[Data supplied]

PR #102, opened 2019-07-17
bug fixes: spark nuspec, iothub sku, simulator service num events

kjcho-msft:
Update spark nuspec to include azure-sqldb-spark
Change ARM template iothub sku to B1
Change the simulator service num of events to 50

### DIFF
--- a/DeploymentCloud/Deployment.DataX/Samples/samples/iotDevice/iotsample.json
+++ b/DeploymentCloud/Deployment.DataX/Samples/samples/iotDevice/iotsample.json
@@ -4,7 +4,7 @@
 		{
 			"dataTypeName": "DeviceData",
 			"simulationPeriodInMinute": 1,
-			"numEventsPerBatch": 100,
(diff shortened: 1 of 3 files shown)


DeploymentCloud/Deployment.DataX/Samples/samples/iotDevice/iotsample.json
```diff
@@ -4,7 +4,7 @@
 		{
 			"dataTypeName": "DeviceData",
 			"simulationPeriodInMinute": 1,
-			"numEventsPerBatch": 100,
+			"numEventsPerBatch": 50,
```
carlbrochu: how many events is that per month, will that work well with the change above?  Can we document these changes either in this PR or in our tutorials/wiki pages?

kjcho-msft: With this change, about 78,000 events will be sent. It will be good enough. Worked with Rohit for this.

[Task requirements]
Within the entries above, find each line where "DataX" appears; copy every one.

[Answer box]
--- a/DeploymentCloud/Deployment.DataX/Samples/samples/iotDevice/iotsample.json
+++ b/DeploymentCloud/Deployment.DataX/Samples/samples/iotDevice/iotsample.json
DeploymentCloud/Deployment.DataX/Samples/samples/iotDevice/iotsample.json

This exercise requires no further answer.